(Stored dataset items)
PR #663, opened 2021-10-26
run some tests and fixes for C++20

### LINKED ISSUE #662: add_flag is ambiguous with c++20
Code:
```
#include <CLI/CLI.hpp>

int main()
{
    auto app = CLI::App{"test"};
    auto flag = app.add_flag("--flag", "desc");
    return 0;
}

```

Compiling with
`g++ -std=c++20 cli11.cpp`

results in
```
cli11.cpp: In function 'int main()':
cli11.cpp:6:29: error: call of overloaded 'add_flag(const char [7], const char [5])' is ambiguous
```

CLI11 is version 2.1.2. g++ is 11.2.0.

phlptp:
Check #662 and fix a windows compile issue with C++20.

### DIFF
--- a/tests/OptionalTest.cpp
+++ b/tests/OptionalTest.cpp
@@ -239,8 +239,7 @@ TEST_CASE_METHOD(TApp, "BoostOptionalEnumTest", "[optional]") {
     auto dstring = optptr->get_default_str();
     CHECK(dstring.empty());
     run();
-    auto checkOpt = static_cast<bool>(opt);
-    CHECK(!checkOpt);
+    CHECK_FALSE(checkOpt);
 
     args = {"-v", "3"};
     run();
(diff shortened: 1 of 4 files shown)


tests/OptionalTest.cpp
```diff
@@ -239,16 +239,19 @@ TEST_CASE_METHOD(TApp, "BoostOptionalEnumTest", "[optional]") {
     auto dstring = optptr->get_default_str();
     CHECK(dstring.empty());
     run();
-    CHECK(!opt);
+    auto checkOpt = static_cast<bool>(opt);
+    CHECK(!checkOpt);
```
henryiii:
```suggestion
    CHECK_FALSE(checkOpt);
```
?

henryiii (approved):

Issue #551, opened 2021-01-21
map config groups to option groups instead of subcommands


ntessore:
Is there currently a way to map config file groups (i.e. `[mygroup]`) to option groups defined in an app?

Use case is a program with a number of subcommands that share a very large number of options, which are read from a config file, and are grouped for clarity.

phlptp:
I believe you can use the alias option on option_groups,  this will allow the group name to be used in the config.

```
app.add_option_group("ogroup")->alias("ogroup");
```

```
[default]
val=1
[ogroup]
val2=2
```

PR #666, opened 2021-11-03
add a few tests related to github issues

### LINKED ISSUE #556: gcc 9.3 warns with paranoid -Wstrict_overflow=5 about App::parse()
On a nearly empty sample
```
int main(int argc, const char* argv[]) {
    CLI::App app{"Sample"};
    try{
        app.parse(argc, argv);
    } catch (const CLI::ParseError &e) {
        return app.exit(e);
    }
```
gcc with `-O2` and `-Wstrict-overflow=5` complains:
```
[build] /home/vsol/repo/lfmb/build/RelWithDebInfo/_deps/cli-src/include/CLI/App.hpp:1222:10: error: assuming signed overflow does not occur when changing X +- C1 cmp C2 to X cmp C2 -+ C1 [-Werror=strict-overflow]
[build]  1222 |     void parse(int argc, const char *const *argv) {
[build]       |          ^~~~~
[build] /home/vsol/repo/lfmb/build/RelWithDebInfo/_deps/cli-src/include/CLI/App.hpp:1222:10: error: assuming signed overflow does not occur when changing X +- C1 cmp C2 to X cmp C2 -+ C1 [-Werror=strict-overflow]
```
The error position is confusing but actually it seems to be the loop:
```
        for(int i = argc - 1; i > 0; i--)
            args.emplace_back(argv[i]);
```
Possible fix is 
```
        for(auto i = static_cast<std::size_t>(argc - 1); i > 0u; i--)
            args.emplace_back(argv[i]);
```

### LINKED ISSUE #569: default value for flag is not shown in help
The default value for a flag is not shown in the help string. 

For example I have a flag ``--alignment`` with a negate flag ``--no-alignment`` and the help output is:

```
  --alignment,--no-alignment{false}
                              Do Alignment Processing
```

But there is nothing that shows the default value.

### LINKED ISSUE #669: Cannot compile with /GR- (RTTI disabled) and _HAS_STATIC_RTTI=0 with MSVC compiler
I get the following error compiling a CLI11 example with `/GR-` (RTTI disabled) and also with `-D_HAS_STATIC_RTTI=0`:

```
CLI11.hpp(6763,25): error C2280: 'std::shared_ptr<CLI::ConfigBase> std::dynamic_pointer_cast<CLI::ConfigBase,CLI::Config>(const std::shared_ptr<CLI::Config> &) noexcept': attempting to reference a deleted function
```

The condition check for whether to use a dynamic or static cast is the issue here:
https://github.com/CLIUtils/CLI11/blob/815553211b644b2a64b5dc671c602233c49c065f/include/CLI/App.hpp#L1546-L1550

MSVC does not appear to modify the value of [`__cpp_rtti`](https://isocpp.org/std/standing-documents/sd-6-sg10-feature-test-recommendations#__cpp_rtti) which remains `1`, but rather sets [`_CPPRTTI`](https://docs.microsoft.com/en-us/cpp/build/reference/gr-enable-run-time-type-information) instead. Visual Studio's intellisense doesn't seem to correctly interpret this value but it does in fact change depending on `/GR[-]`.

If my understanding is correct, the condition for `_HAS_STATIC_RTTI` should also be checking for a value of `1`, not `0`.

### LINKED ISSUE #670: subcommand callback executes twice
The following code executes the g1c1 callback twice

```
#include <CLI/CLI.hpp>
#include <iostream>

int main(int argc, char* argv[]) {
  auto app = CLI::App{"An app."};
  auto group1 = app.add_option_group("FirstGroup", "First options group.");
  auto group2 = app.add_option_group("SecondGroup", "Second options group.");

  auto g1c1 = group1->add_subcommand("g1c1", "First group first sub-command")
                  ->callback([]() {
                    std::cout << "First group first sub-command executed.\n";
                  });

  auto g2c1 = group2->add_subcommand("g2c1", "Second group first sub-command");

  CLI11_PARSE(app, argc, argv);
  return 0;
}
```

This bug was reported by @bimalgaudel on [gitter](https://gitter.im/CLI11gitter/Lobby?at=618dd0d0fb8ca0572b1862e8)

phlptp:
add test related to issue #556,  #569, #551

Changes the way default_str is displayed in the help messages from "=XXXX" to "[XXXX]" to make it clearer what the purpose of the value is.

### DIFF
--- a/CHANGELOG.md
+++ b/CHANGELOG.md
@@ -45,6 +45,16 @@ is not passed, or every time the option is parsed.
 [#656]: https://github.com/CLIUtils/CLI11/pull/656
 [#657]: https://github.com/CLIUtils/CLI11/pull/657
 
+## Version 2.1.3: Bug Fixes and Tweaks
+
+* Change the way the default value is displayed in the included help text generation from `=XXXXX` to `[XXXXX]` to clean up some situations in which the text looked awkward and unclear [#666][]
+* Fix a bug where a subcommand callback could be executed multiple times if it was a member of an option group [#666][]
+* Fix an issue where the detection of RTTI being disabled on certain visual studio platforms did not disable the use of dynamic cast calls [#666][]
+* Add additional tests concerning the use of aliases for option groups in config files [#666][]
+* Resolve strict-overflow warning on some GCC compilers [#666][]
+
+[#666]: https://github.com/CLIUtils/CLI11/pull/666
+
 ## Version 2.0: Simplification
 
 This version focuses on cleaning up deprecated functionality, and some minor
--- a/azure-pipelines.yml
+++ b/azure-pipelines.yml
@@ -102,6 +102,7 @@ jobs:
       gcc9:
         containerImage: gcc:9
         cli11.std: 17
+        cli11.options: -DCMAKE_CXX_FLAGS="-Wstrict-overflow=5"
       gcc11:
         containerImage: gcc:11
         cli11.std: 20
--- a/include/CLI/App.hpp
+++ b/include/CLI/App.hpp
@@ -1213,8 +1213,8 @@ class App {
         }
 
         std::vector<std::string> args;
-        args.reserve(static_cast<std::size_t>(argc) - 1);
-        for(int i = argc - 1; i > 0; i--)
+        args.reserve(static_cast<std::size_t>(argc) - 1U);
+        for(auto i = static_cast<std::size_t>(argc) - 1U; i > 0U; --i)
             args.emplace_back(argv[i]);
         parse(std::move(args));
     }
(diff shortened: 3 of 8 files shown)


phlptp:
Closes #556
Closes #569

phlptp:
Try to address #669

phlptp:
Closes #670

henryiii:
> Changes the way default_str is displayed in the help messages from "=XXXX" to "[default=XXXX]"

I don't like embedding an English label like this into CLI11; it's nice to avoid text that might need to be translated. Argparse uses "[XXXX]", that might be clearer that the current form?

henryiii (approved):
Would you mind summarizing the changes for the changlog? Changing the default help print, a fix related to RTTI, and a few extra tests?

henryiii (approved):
...
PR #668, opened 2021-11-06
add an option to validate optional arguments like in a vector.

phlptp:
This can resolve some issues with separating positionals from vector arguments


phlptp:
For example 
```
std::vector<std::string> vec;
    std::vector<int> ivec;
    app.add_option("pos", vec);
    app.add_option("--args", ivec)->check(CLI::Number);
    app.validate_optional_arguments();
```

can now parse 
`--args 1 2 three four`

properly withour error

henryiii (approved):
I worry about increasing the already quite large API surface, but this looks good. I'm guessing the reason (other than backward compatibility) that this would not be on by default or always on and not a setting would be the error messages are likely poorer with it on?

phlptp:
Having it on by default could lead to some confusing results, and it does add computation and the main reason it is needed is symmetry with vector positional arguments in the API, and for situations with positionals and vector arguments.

◆ Your task
Copy out each line of the entries that holds "could".

◆ Response area
+* Fix a bug where a subcommand callback could be executed multiple times if it was a member of an option group [#666][]
Having it on by default could lead to some confusing results, and it does add computation and the main reason it is needed is symmetry with vector positional arguments in the API, and for situations with positionals and vector arguments.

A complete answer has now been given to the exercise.